From the test crew’s point of view, ILS and VOR calibration work is the most intensive part of their duties, requiring considerable concentration for comparatively long periods of time. Calibration of TACAN and GCA is also demanding, as they are variations on the ILS/VOR theme.

All ILS installations in Australia are situated within controlled airspace, at least at those periods when they will be calibrated. With the willing co-operation of ATC, traffic separation is rarely a problem, and ATC will, where possible, fit the calibration aircraft into the traffic pattern to enable the task to be completed with the minimum delay and the maximum efficiency. The same situation applies with checking VORs within controlled airspace. However, many Australian VORs are sited outside controlled airspace, where the responsibility for traffic separation rests with the individual pilots.
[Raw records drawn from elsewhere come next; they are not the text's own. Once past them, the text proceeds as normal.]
PR #3799, opened 2016-03-02
Bug 1239757: Only ask helpful on wiki docs

stephaniehobson:
Separated the helpfulness file back out of the wiki.js file and added it only to the document pages so we won't get asked on editing pages, etc anymore.

### DIFF
--- a/kuma/settings/common.py
+++ b/kuma/settings/common.py
@@ -842,7 +842,6 @@ PIPELINE_JS = {
             'js/wiki.js',
             'js/wiki-samples.js',
             'js/social.js',
-            'js/helpfulness.js',
         ),
         'output_filename': 'build/js/wiki.js',
         'extra_context': {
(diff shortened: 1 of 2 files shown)


willkg:
I'm not sure how to verify this. Is it sufficient to see if helpfulness doesn't show up on edit pages? Pretend I don't know MDN very well... how many other kinds of non-document document pages are there?

stephaniehobson:
The biggest problem was that they were showing up on $edit and $move pages where they're super out of place. Other non-document pages include: revision dashboard, tag listings, search results, user profiles, probably more.

Rather than waiting for the helpfulness widget to pop open at 60 seconds you can watch the network panel for helpfulness.js to be loaded. It shouldn't be loaded on non document pages anymore.

On document pages if you're not seeing the pop up after 60 seconds you probably need to delete the associated local storage entries.

willkg:
Ok--that helps a lot. I verified that `helpfulness.js` doesn't load on `$edit` and `$history` pages, but does on the document pages. Looks good to me. r+!

PR #3800, opened 2016-03-02
Bug 1243741: Expanded contributor bar

stephaniehobson:
This is a quick fix that gets us away from "that looks broken" but could use more finesse.

Page with lots of users for testing:
https://developer-local.allizom.org/en-US/docs/Mozilla/Projects/Midas/Security_preferences
Page with fewer users:
https://developer.mozilla.org/en-US/docs/Glossary
Page with very few users:
https://developer-local.allizom.org/en-US/docs/Glossary/I18N
Page with fewer than minimum for button:
https://developer-local.allizom.org/en-US/docs/Glossary/ARIA

### DIFF
--- a/kuma/static/js/wiki.js
+++ b/kuma/static/js/wiki.js
@@ -605,6 +605,7 @@
         function toggleImages() {
             var $hiddenContributors;
             $hiddenContributors = $contributors.find('li.' + hiddenClass);
+            $contributors.toggleClass('contributor-avatars-open');
             if($hiddenContributors.length) {
                 mdn.analytics.trackEvent({
                     category: 'Top Contributors',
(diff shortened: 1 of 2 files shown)


willkg:
I'm looking at this now. I restarted the test that failed in travis--kind of looked like a setup issue.

willkg:
In my local environment, when Firefox requests the gravatars, it gets back an HTTP 302 and then requests that url but that returns an HTTP 504. Thus I end up with no gravatars and it's hard to see what changed. Is there any way to fix that? Alternatively, can you attach screenshots to this PR?

willkg:
Scratch that--I see grey boxes now. I have no idea why I didn't see those before. Weirdness.

I think this looks great! r+

willkg:
Travis is happy--merging!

Calibration operations OCTA place significant extra demands on the crew, as they not only have to concentrate on the calibration task, with its demands for precise flying, but they can be required to monitor up to three communications frequencies, as well as look out for, and keep mental track of other aircraft in the vicinity. Over the years, there have been occasions when separation standards have broken down. The message for all pilots flying OCTA is, of course, to keep your eyes open at all times, but to pay particular attention when operating in the vicinity of any navigation aid, which by its very nature, will act as a focal point for air traffic. Even if it is not required by the VFG/AIP, don’t hesitate to broadcast your position and intentions if you think it may help some other airspace user. The CAA’s F28 flight inspection crews welcome early traffic notifications.

The task of navigation aid calibration is important to all sections of the aviation industry, from the international Boeing 747 operator to the Aero Club or Flying School student pilot, yet it is probably fair to say that few pilots have ever given it much thought. The calibration crews perform a valuable quality assurance task, so that when you, the pilot, tune in a beacon and correctly identify it, you can be sure that it is feeding you the ‘right stuff’.
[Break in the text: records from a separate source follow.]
PR #3801, opened 2016-03-02
Fix bug 1252697 - Add CAPTCHA to user registration flow

robhudson:
This adds a CAPTCHA to the user registration flow below the "Choose a username" section:
screenshot 2016-03-02 09 55 26

### DIFF
--- a/kuma/users/signup.py
+++ b/kuma/users/signup.py
@@ -1,4 +1,6 @@
 from allauth.socialaccount.forms import SignupForm as BaseSignupForm
+from captcha.fields import ReCaptchaField
+from constance import config
 from django import forms
 from django.core import validators
 from django.utils.translation import ugettext_lazy as _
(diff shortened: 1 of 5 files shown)


kuma/users/tests/test_views.py
```diff
@@ -586,6 +612,9 @@ def test_persona_signup_create_django_user(self):
         persona_signup_email = 'views_persona_django_user@example.com'
         persona_signup_username = 'views_persona_django_user'
 
+        # Put recaptcha into testing mode.
```
jezdez: You can use the test decorator `@mock.patch.dict(os.environ, {'RECAPTCHA_TESTING': 'true'})` for this

kuma/users/signup.py
```diff
@@ -43,6 +46,9 @@ def __init__(self, *args, **kwargs):
             'min_length': USERNAME_SHORT,
             'max_length': USERNAME_LONG,
         }
+        # Add recaptcha if configured in settings.
+        if getattr(settings, 'RECAPTCHA_PRIVATE_KEY', None):
```
jezdez: It would be better to make this a constance config to be able to deploy this without webops help similarly how we did with the Akismet API key

jezdez:
nicely done r+wc

robhudson:
Updated after feedback.

PR #3803, opened 2016-03-03
Fix bug 1227193 - show actual attachment file size instead of '{} bytes'

Krenair:


jezdez:
This is a duplicate of #3769. Thanks for the contribution though

PR #3804, opened 2016-03-03
Fix bug 1253143 - don't try to call preventDefault on non-events

Krenair:


stephaniehobson:
I'll review this on Monday if it doesn't get reviewed today. Sorry for the delay, thanks for identifying and fixing this problem @Krenair :)

stephaniehobson:
:+1:  Thank you for finding and fixing this!

PR #3805, opened 2016-03-03
Fix bug 1253269: Add fixaccount command

willkg:
This creates a django management command to fix MDN user accounts in
an anonymized database so you can log in with them in your dev
environment.

This only works with Persona accounts, but I'm pretty sure that's ok
since there's all this extra work to set up GitHub auth in a dev
environment. I think if that's important, someone can create a bug for
it and do it in a future PR.

To test, load an anonymized db, then run:

    $ ./manage.py fixaccount <username> <email>

r?

### DIFF
--- a/kuma/core/management/commands/fixaccount.py
+++ b/kuma/core/management/commands/fixaccount.py
@@ -32,7 +32,16 @@ class Command(BaseCommand):
             user.save()
 
         # Fix the django-allauth EmailAddress record
-        emailaddress = EmailAddress.objects.get(user=user)
+        try:
+            emailaddress = EmailAddress.objects.get(user=user)
+        except EmailAddress.DoesNotExist:
+            raise CommandError(
+                'There is no account_emailaddress record for this account '
+                'which suggests it was created with createsuperuser. Please '
+                'log into the account with Persona and go through the signup '
+                'process.'
+            )
+
         if emailaddress.email != email:
             self.stdout.write('Fixing email address in account_emailaddress '
                               'record.')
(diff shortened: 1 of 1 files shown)


kuma/core/management/commands/fixaccount.py
```diff
@@ -0,0 +1,50 @@
...
+        except User.DoesNotExist:
+            raise CommandError('User %s does not exist.' % username)
+
+        if user.email != email:
+            self.stdout.write('Fixing email address in auth_user record.')
+            user.email = email
+            user.save()
+
+        # Fix the django-allauth EmailAddress record
+        emailaddress = EmailAddress.objects.get(user=user)
```
jezdez: Assuming someone used the `createsuperuser` command, there may not be an email address. Should create one?

kuma/core/management/commands/fixaccount.py
```diff
@@ -0,0 +1,50 @@
...
+                              'record.')
+            emailaddress.change(None, email, confirm=False)
+            emailaddress.verified = True
+            emailaddress.save()
+
+        try:
+            sa = SocialAccount.objects.get(user=user)
+        except SocialAccount.DoesNotExist:
+            self.stdout.write('Creating a socialaccount_socialaccount record.')
+            sa = SocialAccount.objects.create(user=user, provider='Persona', uid=email)
```
jezdez: If you've used `create` you don't need to call `save` afterwards

jezdez:
r+wc

kuma/core/management/commands/fixaccount.py
willkg: I think if they used `createsuperuser`, then we shouldn't be doing anything in this command since that's outside the scope. The code should handle that case and provide appropriate instructions. I'll fix that. Good catch!

kuma/core/management/commands/fixaccount.py
willkg: Oh, right--my bad.

willkg:
^^^ Fixes the issues brought up in comments. I also waited for Travis to go green. It had problems with the tests, but it was a setup issue and rerunning fixed it.

willkg:
Also, I'm planning to document use of this in the internal docs. That hasn't been done, yet.

willkg:
I documented it. Even though it hasn't landed yet. So I'm landing it now!

PR #3806, opened 2016-03-03
Fix Build Path In Docker Compose File

bensternthal:
build path was missing ./docker resulting in error


bensternthal:
eh, there are other issues in the docker-compose file causing this not to work. I'll re-submit when i get something running.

A recent audit of the task recommended:

(a) A complete review of flight survey procedures and techniques of existing facilities and the introduction of procedures, techniques and standards for anticipated new facilities e.g. MLS. This is expected to result in fewer hours being flown to obtain the same results as are achieved at present.

(b) Upgrading of flight inspection measuring systems to automatic systems with the following prospects:
(i) less payload requirement (a reduction in total payload from 3000 kg to 1560 kg)
(ii) less space required for racks/consoles (decrease from 6 cu.meters to 2.7 cu.metres)

(c) automatic systems to analyse more data and give instantaneous results with less man-power requirements (one Flight Surveyor for enroute aid checks and two Flight Surveyors for ILS/MLS checks as against the present survey crew of three).

However, new systems are costly and range from $3.0M to $5.0M per system without spares, laboratory and introductory costs. Technical and operational evaluations are underway which, when complete, will lead to an economic and financial analysis of the best airborne system and aircraft combination to satisfy Australia’s requirements into the next century.

A final word - any time you see one of the blue and white F28s on the ground at any airport, go up and introduce yourself to the crew. They’ll make you feel at home, and will be happy to show you over their aircraft and explain their job. If you’re lucky, you might even score a cup of CAA coffee!

 

The Flying Unit made the cover of Aircraft's December 1984 issue. The magazine also contained a profile of the Unit's activities.

In 1997 the last remaining F28, VH-ATG, was withdrawn from service and replaced by IAI 1125 Astra VH-FIS and a Beech Super King Air, both operated on contract to Airservices Australia by Pearl Aviation. The Flying Unit was closed.